-- TASK GOAL --
What follows is a listing; give it again exactly, in its entirety.

-- SOURCE DATA --
:::
PR #161, opened 2015-03-25
BUGFIX:  Websocket frame corruption on big-endian #150

### LINKED ISSUE #150: Websocket frame corruption on big-endian
I was try to connect to a VNC server using noVNC + Websockify on a SPARC system running Solaris. I noticed that X86 worked fine but the VNC session got terminated during handshake on SPARC. Further examination and on running the echo unit tests 'echo' and 'plain echo' revealed a possible byte order issue. I traced the issue down to the use of numpy to  apply the mask on the  data in the Websocket frame, which seems to assume that both will be in little-endian representation, which leads to a no-op on X86, but causes an invalid byte swap on big-endian ISAs like SPARC, some ARM , etc.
:::
-- EXERCISE RESULT --
PR #161, opened 2015-03-25
BUGFIX:  Websocket frame corruption on big-endian #150

### LINKED ISSUE #150: Websocket frame corruption on big-endian
I was try to connect to a VNC server using noVNC + Websockify on a SPARC system running Solaris. I noticed that X86 worked fine but the VNC session got terminated during handshake on SPARC. Further examination and on running the echo unit tests 'echo' and 'plain echo' revealed a possible byte order issue. I traced the issue down to the use of numpy to  apply the mask on the  data in the Websocket frame, which seems to assume that both will be in little-endian representation, which leads to a no-op on X86, but causes an invalid byte swap on big-endian ISAs like SPARC, some ARM , etc.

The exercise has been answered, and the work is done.